The need here is fairly similar to what's been discussed for #4613. However, i fear the synchronization point between DC (handshake, in that case) and pipelines being at the ESI level (meaning that the pipeline has already been lowered) skips the step where we'd actually want to do some meaningful analysis of DC + pipeline interactions (think merging pipelines).

This also relates to the discussion at https://discourse.llvm.org/t/should-ssa-values-in-handshake-always-have-implicit-handshake-semantics/70321. DC takes care of the "implicit SSA handshake semantics" issue, but the handshake.unit proposal is orthogonal, and still a valid design point.

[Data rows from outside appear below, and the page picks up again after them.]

PR #2271, opened 2026-08-13
add LMetric routing policy

Spycsh:
Add LMetric https://arxiv.org/html/2603.15202v1#S5.SS1 as an optional policy for precise-prefix-cache-routing and add a router values overlay that replaces the default scoring profile with lmetric-scorer.

Also update the XPU example to use Qwen3-32B with FP8 quantization and TP=2 so it matches the guide's 32B baseline model.

Depends on https://github.com/llm-d/llm-d-router/pull/2351.


Gregory-Pereira:
@xiaojun-zhang Can you review this? Is it ready?

PR #2272, opened 2026-08-13
docs(tiered-prefix-cache): make vLLM native offloading the recommended default

michalmalka:
## Summary
- Add a dedicated quickstart (`guides/tiered-prefix-cache/vllm-native-quickstart.md`) covering only the vLLM native `OffloadingConnector` path (CPU RAM, optionally + filesystem).
- Highlight vLLM native offloading as the recommended default in both the well-lit-path concepts doc and the full guide, linking out to the quickstart.
- Full guide (LMCache, MooncakeStore, SGLang HiCache, TPU, Intel XPU) is unchanged aside from pointing its vLLM-native subsections at the new quickstart to avoid duplicated install commands.

## Test plan
- [ ] Manually click through the new/updated relative links (well-lit-path → quickstart, quickstart → full guide, full guide → quickstart) to confirm they resolve.
- [ ] Confirm the LMCache section's existing anchor link to the vLLM native filesystem heading still resolves in the full guide.
- [ ] Spot-check that quickstart commands match the original guide's commands (no unintended changes).

### DIFF
--- a/docs/well-lit-paths/foundations/tiered-prefix-cache.md
+++ b/docs/well-lit-paths/foundations/tiered-prefix-cache.md
@@ -52,7 +52,7 @@ This increases the **KV-working set size**, growing the **receptive-field** (the
 > CPU KV Cache offloading is low overhead and introduces ~no additional complexity. It can be enabled in almost all deployments. Storage offloading requires additional consideration.
 
 > [!TIP]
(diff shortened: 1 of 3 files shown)


michalmalka:
@vMaroon

zdtsw:
maybe i missed something  importnat
but the current README is already covered  native support as vllm's offering
why we create a new "quick" with similar content? 
if README still refers to the old kv-cache fs_backend, we can mark that as "deprecated", right?

PR #2067, opened 2026-07-17
Well-lit path and guide: P2P KV cache sharing

nilig:
Part of #2066.

Adds the P2P KV cache sharing well-lit path:

- `guides/p2p-kv-cache-sharing/`: guide in the canonical structure -
  configuration, install, mechanism-engaged verification gates,
  `llmdbenchmark` benchmarking steps, and benchmark reports for three
  testbeds: gpt-oss-120b/H200 aggregated (pull-vs-recompute crossover,
  shared-prefix pools, document Q&A), Qwen3-30B P/D agentic (prefill
  pulling decode-generated history: 6.3x median TTFT), and GLM-5.2-FP8
  wide-EP (load-spill payoff: -67% mean TTFT / 2.7x throughput with the
  pull under load-first placement, measured twice on independent builds;
  the precise-affinity pair on the same stack is a mechanism-verified
  null, and the overlay-era grid is retained only as an index-sizing
  failure-mode reproduction).
- Deployment manifests: `modelserver/gpu/vllm/` (aggregated replicas,
  `OffloadingConnector` with a P2P secondary tier, routing sidecar),
  `render/` (standalone tokenizer Service), `router/` values. The guide
  ships `epp-affinity-p2p` as the default arm - the safer general-purpose
  choice across regimes - with `epp-load-p2p` for owner-contended
  workloads (document Q&A) and the load-first pair for the wide-EP
  payoff benchmark. Self-contained overlays; all pass `kubectl
  kustomize`.
- NIXL P/D variant instructions: MultiConnector engine config, sidecar
  `--kv-connector=nixlv2 --enable-p2p-pull`, prefill-leg-only injection
  semantics.
- Engine requirement is a floor, no source overlay: any vLLM nightly at
  or after `nightly-6f91edf9` (2026-07-29) carries the P2P tier
  (vllm#48021) and its robustness fixes (vllm#49671, #49823, #49877);
  the kustomization pins that nightly for reproducibility. Wide-EP
  (multi-pod DP groups) additionally requires per-pod port-base
  compensation (documented in the guide) and a router carrying
  llm-d-router#2233 (merged) and #2234 (in review).
- `docs/well-lit-paths/foundations/enable-p2p-reuse.md`: the
  foundations page - mechanism, regime rules, and the placement law
  (the pull pays on KV the placement layer did not create).
- Calibration recipe for `minCachedTokenDelta`
  (`guides/recipes/router/calibration/`), gated on pulled bytes and an
  uncontaminated control.

[...]

PR #2277, opened 2026-08-13
docs(p2p): apply #2067 review follow-ups

nilig:
Follow-ups from the #2067 review comments:

- Rename the foundations page to "Enable P2P Prefix Cache Sharing" and align every reference - "P2P reuse" was not specific enough as a feature name.
- Call the routing layer the llm-d router in both benchmark-results pages (applies the review suggestion; the gpt-oss page had the same phrase).

Not included: the GLM load-spill payoff refresh - it needs the re-measured numbers and lands separately.

```release-note
NONE
```


vMaroon (approved):

Gregory-Pereira (approved):
/lgtm

PR #2290, opened 2026-08-14
fix: wrong KEDA_VERSION format in download URL

weizhoublue:
If `KEDA_VERSION=v2.20.1`, the download URL becomes `.../download/v2.20.1/keda-v2.20.1.yaml`,
while the actual URL is `.../download/v2.20.1/keda-2.20.1.yaml`.

```
https://github.com/kedacore/keda/releases/download/v2.20.1/keda-2.20.1.yaml
```

fix: set `KEDA_VERSION=2.20.1` and add the `v` prefix only in the tag path


Gregory-Pereira (approved):
/lgtm

PR #2296, opened 2026-08-14
Harden P2P cache-sharing guide and update GLM results

nilig:
## Summary

- mark the P2P KV cache-sharing path experimental and align its source-selection and P/D descriptions with shipped behavior
- replace the recorded-fork GLM result with the repeated C64 complete-policy comparison and a 300-second four-arm observation
- ship the four canonical C64 router configurations and exact-window JSON summaries with campaign provenance and checksums
- document the benchmark vLLM endpoint, pull-attribution limits, decode-capacity validity gate, and well-lit-path evidence

## Measurement scope

The repeated C64 headline compares calibrated approximate routing without P2P against the complete DP-aware precise+P2P policy. Its 9.97% paired-median successful-throughput improvement is a complete-policy result, not a P2P-only effect.

The four-arm result is one 300-second fixed-window observation. Its within-routing comparisons isolate the configured P2P factor for that observation, but do not establish repeated single-factor effect sizes.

As an example, we want to connect the following pipeline with the surrounding DC logic:

hw.module @myPipeline(%arg0 : !dc.value<i32>) -> (out: !dc.value<i32>) {
   ...
  %out, %done = pipeline.scheduled(%arg0) clock %clk reset %rst go %go : (i32) -> (i32) {
  ^bb0(%arg0_0: i32, %s0_valid : i1):
    %1 = comb.sub %arg0_0, %arg0_0 : i32
    pipeline.stage ^bb1 regs(%1, %arg0_0 : i32, i32)
  ^bb1(%6: i32, %7: i32, %s1_valid : i1):  // pred: ^bb1
    %8 = comb.add %6, %7 : i32
    pipeline.return %8 : i32
  }
  ...
}

Option 1: DC-interface'd pipeline

This is closer to the original notion of a "latency-insensitive pipeline" that the pipeline dialect was designed with. Back then, the design intention was "how can we have a pipeline abstraction where the body of the pipeline can serve as both a latency insensitive and latency sensitive implementation internally, in between each stage. The latter part, we found, wasn't really possible.
However, it's still perfectly valid to have the interface of the statically scheduled pipeline be latency insensitive - this essentially implies that all of the logic that was explicit - as in option 1 - is now implicit, and implemented by a lowering.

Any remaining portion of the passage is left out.